Bias-Variance Tradeoff

Table of Contents

Bias

Wikipedia definition

Defined as:

\begin{equation*}
  \text{Bias}(\hat{\theta}) = \mathbb{E} \big[ \hat{\theta}} - \theta \big]
\end{equation*}
1

where the expectation is taken over $p(x | \theta)$, i.e. averaging over all possible observations.

Here we have assumed that the real model follows the same model as we want to use as an estimator, and then we're looking at how the exected value of our estimated parameter for this assumed model differs from the real parameter for the assumed model.

ESL definition

From The Elements of Statistical Learning, we have the following definition:

\begin{equation*}
\begin{split}
  Err(x_0) &= \mathbb{E}_{\tau} \Big[ \big(Y - \hat{f}(x) \big)^2 \Big] \\
         &= \Big( \mathbb{E} \big[ \hat{f}(x) \big] - f(x) \Big)^2 + \mathbb{E} \Big[ \big( f(x) - \mathbb{E}[\hat{f}(x)] \big)^2 \Big] + \sigma_e^2 \\
         &= \text{Bias}^2 + \text{Variance} + \text{Irreducible Error}
\end{split}
\end{equation*}
2

where $x$ is a single observation, therefore we interpret $\mathbb{E}[\hat{f}(x)]$ as creating the same model over and over, and then taking the expectation of the predictions of all these models, basically like we do in bagging (Bootstrap Aggregation).
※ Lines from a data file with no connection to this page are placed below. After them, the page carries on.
PR #185, opened 2018-03-23
Fix save game filename newline bug on Linux.

seisatsu:
Checks if there is a newline at the end of fname before examining the file extension. Otherwise in addition to the unwanted newline, the logic catches at ```fname.substr(dot) != ".exg"``` (now on line 404) and an additional ".exg" is added to the end of the filename.

### DIFF
--- a/.travis-install-deps.sh
+++ b/.travis-install-deps.sh
@@ -7,5 +7,5 @@ if [[ $TRAVIS_OS_NAME == 'osx' ]]; then
 	brew install scons sfml
 else
 	sudo apt-get update -qq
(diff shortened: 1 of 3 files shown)


CelticMinstrel:
Thanks for trying to help, but I don't think this is the proper fix. If I recall correctly, the newline is due to improperly parsing zenity' output (which is why it's Linux-specific), so if that were fixed the newline would simply go away and we wouldn't need to worry about it in this part of the code. 

The code hooking into zenity should be in the winutil file if you want to take a look.

PR #190, opened 2018-04-05
SCons usability improvements and GCC support for posix

### LINKED ISSUE #184: Requiring Clang on Linux is unorthodox. Update SConstruct and test.
Currently the build procedure for cboe requires the Clang compiler on Linux. Although it works, this is unorthodox. A quick attempt to modify the SConstruct to use GCC/G++ instead causes SConstruct to mistakenly detect that the compiler doesn't work. Someone with SCons know-how should modify the SConstruct correctly and see if GCC/G++ run into errors while trying to compile the source, or if (ideally) no further changes are needed to support building on Linux with the GNU toolset.

akien-mga:
The first commit uses the SCons `Variables` object to register (and validate) command line arguments and generate a `scons --help` output. Using things like `BoolVariable` makes our life easier as you can specify `debug=1`, `debug=ON`, `debug=True`, `debug=yes`, etc., basically anything that would make sense for a bool, and it should work.

I tried to keep the arguments names already in use for compatibility, but `64bit` is not a valid identifier for SCons options (starts with a number), so I used a string enum `bits` instead.

That commit also adds support for reading common C and C++ configuration flags from the environment and/or the command line. Those are used by the second commit to remove the hardcoded `CXX=clang++` on Linux and let the user define it.

Fixes #184.

----

Note that GCC builds doesn't work out of the box for me with GCC 5.5.0. #189 is needed to fix a first compilation, and then I hit a second one for which I'll open a ticket (*Edit:* #191).

### DIFF
--- a/.travis.yml
+++ b/.travis.yml
@@ -3,24 +3,26 @@ language: cpp
 sudo: required
 services: ['docker']
 
-script: CXXFLAGS=-DBOOST_NO_CXX11_SCOPED_ENUMS scons
-
-compiler:
- - clang
+branches:
+ except:
+  - legacy-win32
 
 matrix:
  include:
   - os: linux
-    sudo: required
     dist: trusty
+    compiler: clang
+  - os: linux
+    dist: trusty
+    compiler: gcc
   - os: osx
+    compiler: clang
 
 install:
  - ./.travis-install-deps.sh
 
-branches:
- except:
-  - legacy-win32
+script:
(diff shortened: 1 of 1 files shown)


akien-mga:
Are Travis CI builds disabled for PRs? That's where they are most useful IMO, it would be nice to have them in this case to confirm that it still builds fine on CI before merging.

CelticMinstrel:
I don't remember if or why they were disabled, but I can look into enabling Travis builds for this PR.

CelticMinstrel:
I just enabled PR builds on Travis, but I think you'll need to push something new before it notices them.

PR #193, opened 2018-06-17
Fix the scons build on macOS High Sierra

wrldwzrd89:
This makes the project compile on macOS High Sierra (10.13), by doing the following:
* Works around the missing support for custom icons.
* Fixes the dylib references, so the built app launches.
* Builds in 64-bit mode for macOS by default.


wrldwzrd89:
For some reason the build fails with this error, but it's not fatal. Restarting the build once this occurs makes it finish and succeed. Any ideas are welcome.

CelticMinstrel:
Whoa, lots of stuff in here.

I'll try it and see if it works for me as well, though it's probably not a blocker if it doesn't since I use Xcode instead.

wrldwzrd89:
Yeah, the last 20 commits probably should have been squashed together, but... that's because I didn't know what I was doing XD

CelticMinstrel:
Sorry this is taking so long; I don't have the time during the week to dedicate to testing this, and all sorts of things can come up on weekends. For example, it's not too likely I'll get it done this weekend, because it's going to be really hot which really interferes with my ability to do programming stuff.

I _will_ look at this eventually though, so please just be patient.

wrldwzrd89:
It's OK - I'm in a time crunch myself, so I completely understand. (Quite honestly, I forgot this was still outstanding.)

CelticMinstrel:
Well, unsurprisingly it doesn't work on my computer - the fix dylibs stage has a lot of "file not found" errors. I'll fiddle with it a bit and see if I can figure out the problem.

CelticMinstrel:
Looking at it, I see basically two issues:

* Some builds of Boost have the `-mt` suffix on the libs while others don't. I think I built Boost myself though, so that might be why it doesn't have it. Still, it's probably a good idea to somehow check for this case.
* Lib names hard-code the version; we are using different versions of SFML, for example, so the build script needs to somehow intelligently substitute the actual version in use.

If you can find a way to deal with these, let me know. If not, I'll probably continue to fiddle with it and figure something else.

wrldwzrd89:
Yes, that's the biggest outstanding issue left. The `-mt` thing for Boost is easy to deal with. The version variance is harder, but still solvable... I think. I'll have to investigate what's needed to get the Xcode build system up to speed with the SCons changes in a separate PR... but that's for later. Right now, what matters is getting the library handling improved and making the build not fail so Travis CI is happy.

CelticMinstrel:
Sure, but my inability to build it is not great.

wrldwzrd89:
Closing this as Mojave makes fixing the issues that remain no longer possible.

CelticMinstrel:
Not sure what that means, but okay?

wrldwzrd89:
It means I'm both unwilling and unable to move this to the finish line.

Notice how this differs from the Wikipedia definition where we assume that the estimator follows the same model as the real model, but simply using (potentially) different parameters.

Variance

Bias-Variance tradeoff

From what I understand, this all makes sense when using models where we can analytically determine the bias and variance of our estimator, but how about more complex models which do not have a clear way of performing a bias-variance decomposition?
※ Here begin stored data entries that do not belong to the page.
PR #260, opened 2020-02-11
Fix unclickable shop info icons

### LINKED ISSUE #247: Information icons in shop not clickable
The following icons are not clickable.

clickable

Additionally, clicking around the icons and scrolling that UI seems to eventually produce temporary weird-looking glitches.

x-qq:
* Fixed unclickable shop icons by applying the same offset to event catching rects as is applied to the shop UI when it's being drawn in the main window.
* Removed strange adjustment of mouse click coords in shop UI by (-5, -5) px.
* Removed click_shop_rect function that was doing "click emulation" in shop UI. Rationale: 1) it was causing visual glitches, because 2) various widgets do not get to decide when .display() is called, since other drawables may not be ready
* Removed unneeded shop scrollbar redraw call which may improve performance of that UI a bit

Fixes #247

### DIFF
--- a/src/game/boe.actions.cpp
+++ b/src/game/boe.actions.cpp
@@ -121,11 +121,11 @@ static void advance_time(bool did_something, bool need_redraw, bool need_reprint
 // This is defined in pc.editors.cpp since the PC editor also uses it
 extern void edit_stuff_done();
 
-void init_screen_locs() {
-	rectangle startup_base = {281,1,329,302};
+static void init_shopping_rects() {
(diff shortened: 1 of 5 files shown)


CelticMinstrel:
You've removed `click_shop_rect` for some reason and now `draw_shop_graphics` is neverr called with `true`, which if I understand correctly means the pressed effect when clicking will not occur. Can you fix this, please? Putting `click_shop_rect` back where it was would be the easiest way, but whatever way you prefer is fine too.

PR #261, opened 2020-02-11
Fix debug mode (and other universe flags) being randomly set on upon load

### LINKED ISSUE #198: Special steps showing up in console
When nearing and encounter or special node the console is filled with "steps". While outdoors, the encounter node have to be stepped in multiple times before the actual encounter starts.

issue_steps

### LINKED ISSUE #200: Enemies do not move or attack and die with one hit
Enemies encountered in special encounters outdoors/wandering monsters stay passive in combat mode. They do not move, cast, shoot or anything. Only if characters is adjacent and moving away they do the "retaliation" attack. 

Enemies also die with one hit from anything. Attached a save file.
[blades-of-exile-team-save.zip](https://github.com/calref/cboe/files/4008392/blades-of-exile-team-save.zip)

x-qq:
Upon loading a save, a new instance of universe is default-constructed and then moved into existing universe. The problem is that several boolean flags in universe do not have initializers, so they sometimes end up with garbage values.

Fixes #198 
Fixes #200

### DIFF
--- a/src/universe/universe.hpp
+++ b/src/universe/universe.hpp
@@ -202,7 +202,9 @@ public:
 	cCurTown town;
 	cCurOut out;
 	fs::path file;
-	bool debug_mode, ghost_mode, node_step_through;
+	bool debug_mode { false };
+	bool ghost_mode { false };
+	bool node_step_through { false };
 	
 	void clear_stored_pcs();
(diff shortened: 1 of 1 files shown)


CelticMinstrel:
I would've used = initializers but whatever, it doesn't matter. Merging.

From what I can tell, people then use the following not-so-rigorous "definitions":

  • Bias relates to underfitting, which can be observed when the training-loss does not decrease further with more training, with the error still being quite large. This might be due to one of the following:
    • Our model is not be "complex" enough to handle the target function → increase complexity
    • We're stuck in a local minima → might be worth changing optimizer (something with momentum, e.g. Adam)
  • Variance relates to overfitting, which can be observed when the difference between the loss on the train and test data is quite large, i.e. don't generalize well. This usually means we need to make use of some regularization methods.